The Rhode Island ACLU has today filed a federal lawsuit on behalf of Central Falls Mayoral candidate Hipolito Fontes, arguing that the local Board of Canvassers acted unconstitutionally in disqualifying him from the ballot earlier this month for allegedly failing to submit sufficient nomination signatures.
Fontes needed 200 valid signatures to qualify for the ballot, and he turned in 333 signatures. However, Central Falls allows voters to sign only one nomination paper per office, and in the case of multiple signatures, the Board of Canvassers accepts the one on the papers that were first filed with the Board. The Board of Canvassers disqualified 134 of Fontes’s signatures because they also appeared on current Mayor Charles Moreau’s signature petitions, and Moreau was deemed to have submitted his papers first – two minutes ahead of Fontes.
The lawsuit, filed by RI ACLU volunteer attorneys Armando Batastini and Timothy Baldwin from the law firm of Nixon Peabody, notes that candidates “have no way of knowing whether signatures on their nomination papers also appear on the nomination papers of other candidates for the same office,” and that there is no legitimate governmental interest in distinguishing between first-filed nomination papers and later-filed nomination papers. The suit further alleges that the certification process was manipulated, as Mayor Moreau was allowed to enter the Board of Canvassers’ office before it opened so that his signatures would be counted first. The suit also claims that on several occasions Fontes observed campaign workers for Moreau following him as he collected signatures, and those workers asked voters who had just signed Fontes’s papers to also sign Moreau’s.
The lawsuit seeks a court order declaring unconstitutional the city charter provision that voids signatures submitted by candidates for the same political office based on the first-filed rule, and also seeks an order requiring the Board of Canvassers to place Fontes’s name on the ballot.

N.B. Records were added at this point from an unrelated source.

PR #2752, opened 2022-10-23
Provisional support for Python 3.12 with SSL/TLS breaking changes

### LINKED ISSUE #2686: Ensure urllib3 can operate without ssl features removed in Python 3.12
Python 3.12 is removing many deprecated features of the `ssl` module:

- `PROTOCOL_TLSv*` (TLSv1, TLSv1_1, etc)
- `PROTOCOL_TLS`
- `SSLVersion.SSLv3`
- `SSLVersion.TLSv1`
- `SSLVersion.TLSv1_1`

See: https://github.com/python/cpython/pull/94599 cc @tiran

Ousret:
Fixes #2686 
First attempt to mitigate the planned changes in cpython:main.

**Immediately related:**
- https://github.com/python/cpython/pull/94599
- https://github.com/python/cpython/issues/94598
- https://github.com/python/cpython/issues/94199
- https://github.com/python/cpython/pull/94203

**Notes:**
The tracking issue was briefly attached to the v2 milestone and then removed. My understanding is that this patch is meant for v1.26.x branch.
The v2.x branch can benefit from a similar but highly simplified version of this patch. Thanks to the more lax constraint >= 3.7

**Main problems:**
- ssl.PROTOCOL_TLS is in fact deprecated but not yet removed. It is now worth `NotImplemented`.

```
DeprecationWarning: ssl.PROTOCOL_TLS is no longer supported. The constant will be removed in 3.13. Use ssl.PROTOCOL_TLS_CLIENT or ssl.PROTOCOL_TLS_SERVER instead.
```

urllib3 maintainers already took the time to support ssl.PROTOCOL_TLS_CLIENT in urllib3.utils._ssl, 
To avoid propagating PROTOCOL_TLS=NotImplemented, I made it so that it mirrors PROTOCOL_TLS_CLIENT instead in that precise case. (backward-compatibility purposes)

```
>>> from ssl import PROTOCOL_TLS, PROTOCOL_TLS_CLIENT
>>> PROTOCOL_TLS
<_SSLMethod.PROTOCOL_TLS: 2>
>>> PROTOCOL_TLS_CLIENT
<_SSLMethod.PROTOCOL_TLS_CLIENT: 16>
```

- In fact, we can no longer set protocols using their respective constants.

```python
ctx = ssl.SSLContext(ssl_version)
ctx.load_cert_chain(certfile, keyfile)
ctx.verify_mode = cert_reqs
ctx.maximum_version = max_ssl_version
```

Where `max_ssl_version` is one of `ssl.TLSVersion` IntEnum and `ssl_version` is either `ssl.PROTOCOL_TLS_CLIENT` or `ssl.PROTOCOL_TLS_SERVER`.

- gh-94598 is still a draft but I am confident that nothing will preclude this from working after further changes in the linked PR.

- 'urllib3.contrib.pyopenssl' module is deprecated but still there until v2, so we have to _slightly_ patch it in order to avoid a crash.

My understanding is that any protocol higher than TLSv1_2 is mapped to SSLv23_METHOD, so I acted accordingly.

- It is okay to use and map IntEnum protocol version when available? 

Like so `_openssl_versions[ssl.TLSVersion.TLSv1_2] = OpenSSL.SSL.TLSv1_2_METHOD`.

- SSLContext no longer accept default `protocol=None`, they decided to enforce the parameter rightfully.

I had to remove the positional parameter. Cf. gh-94598.

**Environment:**

I had no choice but to clone https://github.com/tiran/cpython/tree/py312_ssl_removal and build it locally then use it against the test suite.

There is no suitable python-version action available at the moment. cf.  gh-94598.

**Opening topics:**

- tornado dummy server hangs when `PROTOCOL_TLS_CLIENT` is passed

Make sense, so we fall back to PROTOCOL_TLS_SERVER instead, and everything goes well.

- I feel like we introduce some ambiguities about ssl_version and max_ssl_version.

ssl_version tends to not do what it seems like it is supposed to. Maybe a topic of discussion there.

Local run: https://github.com/Ousret/urllib3-experimental

### DIFF
--- a/.github/workflows/ci.yml
+++ b/.github/workflows/ci.yml
@@ -68,16 +68,8 @@ jobs:
       - name: Checkout Repository
         uses: actions/checkout@v2
 
-      - if: ${{ !endsWith(matrix.python-version, '-dev') }}
-        name: "Setup Python ${{ matrix.python-version }}"
+      - name: "Setup Python ${{ matrix.python-version }}"
         uses: actions/setup-python@v2
-        with:
-          python-version: ${{ matrix.python-version }}
-
-      # Use deadsnakes for development versions
-      - if: endsWith(matrix.python-version, '-dev')
-        name: "Setup Python ${{ matrix.python-version }}"
-        uses: deadsnakes/action@v2.1.1
         with:
           python-version: ${{ matrix.python-version }}
 
--- a/.github/workflows/ci.yml
+++ b/.github/workflows/ci.yml
@@ -31,7 +31,7 @@ jobs:
     strategy:
       fail-fast: false
       matrix:
-        python-version: ["2.7", "3.6", "3.7", "3.8", "3.9", "3.10"]
+        python-version: ["2.7", "3.6", "3.7", "3.8", "3.9", "3.10", "3.11"]
         os: [macos-latest, windows-latest, ubuntu-latest]
         experimental: [false]
         nox-session: ['']
@@ -56,10 +56,10 @@ jobs:
             os: ubuntu-latest
             experimental: false
             nox-session: app_engine
-          - python-version: 3.11-dev
+          - python-version: "3.12-dev"
             os: ubuntu-latest
             experimental: true
-            nox-session: test-3.11
+            nox-session: test-3.12
 
     runs-on: ${{ matrix.os }}
     name: ${{ fromJson('{"macos-latest":"macOS","windows-latest":"Windows","ubuntu-latest":"Ubuntu"}')[matrix.os] }} ${{ matrix.python-version }} ${{ matrix.nox-session}}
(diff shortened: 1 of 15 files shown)


pquentin:
Thanks, this is quite proactive! Unfortunately, we can't merge this until 1/ https://github.com/python/cpython/pull/94599 is merged (as its contents could change) and 2/ we have a way to test this in CI (to notice any regressions).

That said, can you please look into the remaining failures?

Ousret:
Indeed, it would be wiser to wait for the merge. As for the CI, I expect that a "3.12-dev" should be available soon. According to PEP 693, alpha1 is scheduled for today. I will wait until the GHA python-version is available to include it.

For the remaining failures:
- Coverage
  - Because we don't have the 3.12-session and miss a line in utils.\_\_init\_\_.py, I can confirm that I hit the line properly.
- Hang in some cases
  - I will try to look into it when I can.
- readthedocs
  - Crash that does seems related to urllib3

sethmlarson:
Can be rebased once https://github.com/urllib3/urllib3/pull/2760 is merged.

Ousret:
The core maintainer (cpython) isn't able to allocate time for that change, so it seems. There are two sides to this news, first, there is no need for that patch until a future version, and it is likely that urllib3 will evolve until then. Secondly, sadly it still ships with deprecated and potentially unusable constants.

I knew that was a potential risk opening that PR without a prior merge in cpython:main, but this was an excellent opportunity to learn new things. This (PR) will become obsolete quickly as things move on.
So I am closing this, in favor of not having many PRs opened, and queued.

PR #2763, opened 2022-11-06
Do not mention deprecated urllib3[secure] as an option how to install certifi

mila:
The example can be understood as recommending using urllib3[secure] to install certifi. For most cases, `python -m pip install certifi` should be OK.

Users can still learn about urllib3[secure] from the warning that immediately follows the removed example.


sethmlarson (approved):
Nice catch, thanks!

Fontes said today: “All I want is a fair shot. Voters deserve the right to a choice in this election, and that is all I am asking for.” RI ACLU executive director Steven Brown added: “For good reason, Rhode Island state law allows people to sign multiple nomination papers. What happened to Mr. Fontes demonstrates the wisdom of that law and the dubious outcomes that can flow from the rules that Central Falls has in place. We are hopeful that the court will recognize the unfairness of those rules and reinstate Mr. Fontes to the ballot.”